Exercise brief -> Quote the listing below word for word, stopping after the line that contains "malformed body |".

Extracted material ->
>>>>
PR #989, opened 2026-06-12
fix: Classify MCP protocol errors as client faults, not server errors

jirispilka:
Human

There were a couple of `level:ERROR` entries in Mezmo that aren't server faults.
This reclassifies them to `softFail` and gives the `concurrent-run-limit` a friendly user message.

I'm sorry for a larger blast-radius :) but I had to move a couple of things around to have the code at a right place.

### The Mezmo errors and why they aren't bugs

| Entry | Cause |
|---|---|
| `Parse error: Invalid JSON-RPC message` | client sent a malformed body |
| `Bad Request: Server not initialized` | request before `initialize`, or a stale/evicted session on a multi-node pod |
| `Only one initialization request is allowed` | client sent a second `initialize` |
| `MCP error -32001: Request timed out` | already soft, but the literal "error" in the value re-promoted it |
| `cannot-start-actor-runs … concurrent Actor runs` | user hit their plan's run limit — a billing condition |

### Non-obvious notes

- **Mezmo promotes any log line containing the lowercase word `error` to ERROR.** So `mcpErrorCode` / `INTERNAL_ERROR` (capitalized) are safe, but `MCP error -32001` is not — `sanitizeMezmoMessage` strips lowercase `error` only (the old `/ error:/gi` missed it: no trailing colon).
- **The run-limit reaches us two ways, both handled:** a direct run throws an `ApifyApiError` with `type: cannot-start-actor-runs` (the token is on `.type`, not in the message); a remote MCP-server Actor wraps it as a 500 whose body carries the token. `isActorRunLimitError` checks both.
- **It can surface as a 402**, so it's explicitly excluded from the x402 "payment required" branches (`isX402PaymentRequiredError`) — otherwise it would be mis-rendered as a payment challenge.
- **One predicate is the single source of truth** across log level, tool status (`SOFT_FAIL`), failure category (`INVALID_INPUT`), and the user message — so the 402-direct and 500-wrapped shapes are classified identically.

### Refactor (not strictly required)

Error-classification predicates were scattered (`isActorRunLimitError` in `logging.ts`, `isMemoryQuotaError`/`isPermissionApprovalError` in `call_actor_common.ts`). Collected them into a new leaf module `src/utils/apify_errors.ts` (imports only `const` + `apify-client`, so every consumer shares them with no import cycles). `logging.ts` is logging-only again.

### Not fixed here (needs triage)

- Remote-Actor `socket hang up` 500s (`lulzasaur/marketplace-search-mcp` and others) — external dependency failures.
- `red.cars/email-intelligence-mcp` ZodError — the Actor returns tools without `inputSchema`, violating the MCP spec.

https://claude.ai/code/session_01AUFhPCs7eeSTSoGvHqMccH


src/utils/logging.ts
```diff
@@ -30,6 +32,49 @@ export function getHttpStatusCode(error: unknown): number | undefined {
...
+        'No connection established',
+        'Only one SSE stream',
+        'Controller is already closed',
+        'Not Acceptable: Client must accept',
+        'Parse error',
+        'Server not initialized',
+        'Only one initialization request',
+    ].join('|'),
+    'i',
+);
```
MQ37: change: I know we had string matching like this before but I think we should make it less generic as it can possibly match some other libraries errors.

I went through the MCP SDK version 1.29.0 we are using and these are the exact error messages with dynamic prefixes:
```ts
   // Pinned to @modelcontextprotocol/sdk@1.29.0 — server/webStandardStreamableHttp.js.                                                                                                  
   // The SDK calls onerror with a bare `new Error(message)` (no JSON-RPC code, no HTTP                                                                                                  
   // status — those go only into createJsonErrorResponse()), so message text is the only                                                                                                
   // signal here. Re-verify these literals on every SDK bump (the guard test below fails loudly).                                                                                       
   const MCP_CLIENT_FAULT_MESSAGES: ReadonlySet<string> = new Set([                                                                                                                      
       'Bad Request: Server not initialized',                                                                                                                                            
       'Invalid Request: Only one initialization request is allowed',                                                                                                                    
       'Not Acceptable: Client must accept text/event-stream',                                                                                                                           
       'Not Acceptable: Client must accept both application/json and text/event-stream',                                                                                                 
       'Parse error: Invalid JSON',                                                                                                                                                      
       'Parse error: Invalid JSON-RPC message',                                                                                                                                          
       'Conflict: Only one SSE stream is allowed per session',                                                                                                                           
       'Not connected',                                                                                                                                                                  
   ]);                                                                                                                                                                                   
                                                                                                                                                                                         
   // Transport/runtime disconnects with variable tails — anchored, not substring-anywhere.                                                                                              
   const MCP_CLIENT_FAULT_PREFIXES: readonly string[] = [                                                                                                                                
       'No connection established for request ID:',          // webStandardStreamableHttp.js:699                                                                                         
       'Failed to send response: Error: Not connected',      // send-path wrap                                                                                                           
       'Invalid state: Controller is already closed',        // Node web-streams ERR_INVALID_STATE                                                                                       
   ];                                                                                                                                                                                    
                                                                                                                                                                                         
   export function isMcpClientFaultMessage(message: string): boolean {                                                                                                                   
       return MCP_CLIENT_FAULT_MESSAGES.has(message)                                                                                                                                     
           || MCP_CLIENT_FAULT_PREFIXES.some((p) => message.startsWith(p));                                                                                                              
   }
```

MQ37 (approved):
Nice, in general looks good - pre-approving! 

But I would make the error more focused and match the exact strings from the MCP SDK when possibly to prevent accidentally catching other libraries errors.

src/utils/logging.ts
jirispilka: Done in 321d480, applied your suggestion. `isMcpClientFaultMessage` now matches an exact-literal `Set` of the SDK 1.29.0 messages plus `startsWith()` for the three variable-tail disconnects. No substring-anywhere matching. Added guard tests that assert the literals match and near-misses (e.g. `Parse error: Invalid YAML`, `Database connection: Not connected to replica`) do not.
<<<<
Response for this exercise ->
PR #989, opened 2026-06-12
fix: Classify MCP protocol errors as client faults, not server errors

jirispilka:
Human

There were a couple of `level:ERROR` entries in Mezmo that aren't server faults.
This reclassifies them to `softFail` and gives the `concurrent-run-limit` a friendly user message.

I'm sorry for a larger blast-radius :) but I had to move a couple of things around to have the code at a right place.

### The Mezmo errors and why they aren't bugs

| Entry | Cause |
|---|---|
| `Parse error: Invalid JSON-RPC message` | client sent a malformed body |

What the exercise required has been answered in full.